Da una recente ricerca scientifica dell’Universita’ Vita-Salute del San Raffaele, pubblicata dalla rivista Neuroimage 2010, sono stati descritti per la prima volta i meccanismi cerebrali per mezzo dei quali le emozioni che provano gli altri di fronte al l’esito delle loro scelte influenzano anche le nostre decisioni successive.
Questo modello di apprendimento attraverso le decisioni degli altri è stato valutato come sinonimo di intelligenza sociale e si può applicare anche alle decisioni legate agli acquisti.
Le nostre scelte sono infatti influenzati dai nostri neuroni, attivati in maniera differente a seconda che proviamo tristezza o gratificazione. Si preannuncia una scelta con conseguenze dolorose, tipo la perdita di denaro in borsa, ci guarderemo bene dal comprare quel tipo di azione che ha già fatto perdere soldi a molte persone.
Saremmo invece stimolati a vivere l’esperienza di felicità che ha già provato qualcun altro, comprando ciò che è sinonimo di successo.
Quando ci apprestiamo a prendere decisioni economiche che prevedano un investimento, si scatena il confronto con ciò che stanno guadagnando o perdendo gli altri a cui ci rapportiamo.

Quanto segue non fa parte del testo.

PR #7843, opened 2026-01-13
Add `Classes` to `UiBuilder` and some Widgets

AdrienZianne:
* Closes part of <https://github.com/emilk/egui/issues/3284>

Add a class system toward a CSS-like styling. 

Widget and Ui can implement the trait `HasClasses` which can be used later by theme engines to compute a style based on the set of classes the component has.


crates/egui/src/containers/panel.rs
AdrienZianne, line 1: Because there is an intermediary ui created between the parent and the child, I wrote this fix. Need to discuss the best way to do it

crates/egui/src/widget_style.rs
```diff
@@ -193,11 +193,207 @@ impl Style {
...
+        }
+    };
+}
+
+#[derive(Debug, Clone)]
+pub struct StyleStack {
+    pub modifiers: StyleModifiers,
+    pub parent: Option<Arc<Self>>,
+}
+
```
lucasmerlin: Is there a  reason this needs to be a seperate thing vs just putting a StyleModifiers in the UiStack?

crates/egui/src/widget_style.rs
```diff
@@ -193,11 +193,207 @@ impl Style {
...
+    pub fn separator_style(&self, _modifier: &StyleModifiers) -> SeparatorStyle {
         let visuals = self.visuals.noninteractive();
         SeparatorStyle {
             spacing: 6.0,
             stroke: visuals.bg_stroke,
         }
     }
 }
+
+pub type WidgetStyleModifier = String;
```
lucasmerlin: Maybe we should use a `Cow<str>` for this, since I imagine most of the names used here will be static strings.

lucasmerlin: Also I think we should just call this concept class and this type `ClassName` for consistency with other frameworks. And is easier to type.

crates/egui/src/widget_style.rs
```diff
@@ -193,11 +193,207 @@ impl Style {
...
+
+/// For now we use Vec for the modifiers but later we could use `SmallVev` for performance
+#[derive(Debug, Default, Clone)]
+pub struct StyleModifiers {
+    modifiers: Vec<WidgetStyleModifier>,
```
lucasmerlin: I think we should have a seperate `Classes` struct. 
When you construct a widget you don't know the WidgetState, so it's kinda pointless for the whole StyleModifier thing to be in the builder. 
 
So this should become `classes: Classes`.

crates/egui/src/widget_style.rs
```diff
@@ -193,11 +193,207 @@ impl Style {
...
+    theme: Option<Theme>,
```
lucasmerlin: I feel theme could eventually just become another class? Just set `light-mode` or `dark-mode` on the root Ui and change the style based on that. That would also make it easy for applications to add even more themes if they wanted to. I'd remove it for now.

crates/egui/src/widget_style.rs
```diff
@@ -193,11 +193,207 @@ impl Style {
...
+    state: WidgetState,
+}
+
+impl StyleModifiers {
+    /// Add multiples modifiers in one method and return the list for method chaining
+    #[inline]
+    pub fn with_modifiers(mut self, modifiers: &[WidgetStyleModifier]) -> Self {
+        self.modifiers.append(&mut modifiers.to_vec());
```
lucasmerlin: I think this should take an Iterator of WidgetStyleModifier and then use .extend.

crates/egui/src/widget_style.rs
```diff
@@ -193,11 +193,207 @@ impl Style {
...
+        self
+    }
+
+    /// Add a single modifier and return the list for method chaining
+    #[inline]
+    pub fn with_modifier(mut self, modifier: impl Into<WidgetStyleModifier>) -> Self {
+        self.modifiers.push(modifier.into());
+        self
+    }
```
lucasmerlin: You could just implement `HasModifiers` for `StyleModifier` to avoid the duplication here.

crates/egui/src/widget_style.rs
```diff
@@ -193,11 +193,207 @@ impl Style {
...
+        where
+            T: HasModifiers,
+        {
+                #[inline]
+                $(fn $name(mut self) -> Self {
+                    self.with_modifier(stringify!($name))
+                })?
+        }
+    };
+}
```
lucasmerlin: I think this should be called `define_modifiers`. But I think we can remove it entierly for now, and focus on the core things. These utilities can be added later.

crates/egui/src/ui.rs
```diff
@@ -89,6 +90,9 @@ pub struct Ui {
     /// This is an optimization, so we don't call [`Ui::remember_min_rect`] multiple times at the
     /// end of a [`Ui::scope`].
     min_rect_already_remembered: bool,
+
+    /// test
```
lucasmerlin: test?

crates/egui/src/ui.rs
```diff
@@ -139,6 +143,9 @@ impl Ui {
         let style = style.unwrap_or_else(|| ctx.global_style());
         let sense = sense.unwrap_or_else(Sense::hover);
 
+        // Temporary use of user tags as proof of concept
+        ui_stack_info = ui_stack_info.with_tag("root");
```
lucasmerlin: I like the idea of a root class, but the comment needs to be updated.
Also I think we should add public consts if we use built-in classes like this.

crates/egui/src/ui.rs
```diff
@@ -3145,6 +3166,35 @@ impl Drop for Ui {
...
 
+impl HasModifiers for Ui {
+    fn modifiers(&self) -> &StyleModifiers {
+        &self.style_stack.modifiers
+    }
+
+    fn modifiers_mut(&mut self) -> &mut StyleModifiers {
+        &mut self.style_stack_mut().modifiers
+    }
+}
```
lucasmerlin: In my opinion we should not modify a uis classes once it's created. We should instead impl `HasModifiers` (or `HasClasses`) for `UiBuilder`. Currently a lot of containers don't allow customizing the UiBuilder, but they all _should_ allow this, which would make this problem go away. (But leave this for another PR)

lucasmerlin (changes requested):
Looks good, but left some comments on naming and how it should work with Uis / containers. Let me know if you have any questions or anything is unclear!

crates/egui/src/ui.rs
AdrienZianne: I agree for the public consts, I'll change the comment

crates/egui/src/ui_builder.rs
```diff
@@ -25,6 +25,7 @@ pub struct UiBuilder {
     pub style: Option<Arc<Style>>,
     pub sense: Option<Sense>,
     pub accessibility_parent: Option<Id>,
+    pub classes: Option<Classes>,
```
lucasmerlin: Why wrap it in an Option? 
If we store it as just Classes, we could also implement HasClasses for this

crates/egui/src/ui_stack.rs
```diff
@@ -201,7 +202,7 @@ impl UiTags {
 /// Note: since [`UiStack`] contains a reference to its parent, it is both a stack, and a node within
 /// that stack. Most of its methods are about the specific node, but some methods walk up the
 /// hierarchy to provide information about the entire stack.
-#[derive(Debug)]
+#[derive(Debug, Clone)]
```
lucasmerlin: Why is UiStack clone now?

crates/egui/src/widget_style.rs
```diff
@@ -131,11 +133,11 @@ impl Style {
...
     }
 
-    pub fn button_style(&self, state: WidgetState, selected: bool) -> ButtonStyle {
+    pub fn button_style(&self, classes: &Classes, state: WidgetState) -> ButtonStyle {
         let mut visuals = *self.visuals.widgets.state(state);
-        let mut ws = self.widget_style(state);
+        let mut ws = self.widget_style(classes, state);
 
-        if selected {
+        if classes.has("selected") {
```
lucasmerlin: We should make this a const string somewhere for typo-safety

crates/egui/src/widget_style.rs
```diff
@@ -193,11 +193,97 @@ impl Style {
...
     }
 }
+
+pub const ROOT_CLASS: &str = "root";
+
+pub type ClassName = Cow<'static, str>;
+
+#[derive(Debug, Default, Clone)]
+pub struct Classes {
+    classes: Vec<ClassName>,
```
lucasmerlin: This could be a SmallVec

examples/styling_engine/src/main.rs
```diff
@@ -0,0 +1,75 @@
+#![cfg_attr(not(debug_assertions), windows_subsystem = "windows")] // hide console window on Windows in release
```
lucasmerlin: I don't think we should add a unfinished example like this, maybe we could add it once we have the ThemePlugin trait?

lucasmerlin (changes requested):
I'll rename the PR to Add `Classes`, since the pr doesn't have StyleModifier anymore. 
Looking great already!

crates/egui/src/widget_style.rs
lucasmerlin: You missed this one 😄

lucasmerlin (approved):
Awesome! Please fix the remaining "select", then I think this is good to merge

crates/egui/src/widget_style.rs
```diff
@@ -193,11 +207,106 @@ impl Style {
...
     }
 }
+
+/// The root class is present on every top-level ui
+pub const ROOT_CLASS: &str = "root";
+pub const SELECTED_CLASS: &str = "selected";
+
+pub type ClassName = Cow<'static, str>;
+
+/// The classes assigned to a widget
```
emilk: This docstring should explain what classes are and what they are good for

crates/egui/src/widget_style.rs
```diff
@@ -193,11 +207,106 @@ impl Style {
...
         SeparatorStyle {
             spacing: 6.0,
             stroke: visuals.bg_stroke,
         }
     }
 }
+
+/// The root class is present on every top-level ui
+pub const ROOT_CLASS: &str = "root";
+pub const SELECTED_CLASS: &str = "selected";
```
emilk, line 224: docstring!

crates/egui/src/widget_style.rs
```diff
@@ -193,11 +207,106 @@ impl Style {
...
+
+pub type ClassName = Cow<'static, str>;
```
emilk, line 227: docstring!

crates/egui_demo_app/tests/snapshots/clock.png
emilk, line 1: Spuriously committed? I don't see anything different

emilk (commented):
This PR needs a proper description. I want any user to be able to click on a the CHANGELOG.md entry to learn more about any one feature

Il messaggio pubblicitario non è più l’unico ad influenzarci: infatti oggi tramite i social network, le app di sondaggi, i siti di comparazione, i blog e, appunto le community, possiamo verificare i commenti degli acquirenti e valutare se un prodotto rappresenta veramente un buon investimento o se è una bufala da evitare.
Pensate a tutti i messaggi di scontentezza legati all’acquisto di pacchetti turistici scadenti o di come oggi si decreti il successo planetario di uno stilista o di un personaggio tramite solo il passaparola virtuale.
Anche i vostri prodotti e i negozi in cui lavorate non sono esonerati da questa influenza mediatica vista la prepotenza dei mezzi di comunicazione e la risposta immediata degli utenti sempre connessi.
Il vero cambiamento sociale è dunque innescato dalla partecipazione del cliente alla co-creazione del successo del brand in tempo reale.
Questa rivoluzione eleva il cliente stesso allo status di canale di vendita vivente always on da integrare sapientemente nelle logiche di comunicazione multicanale.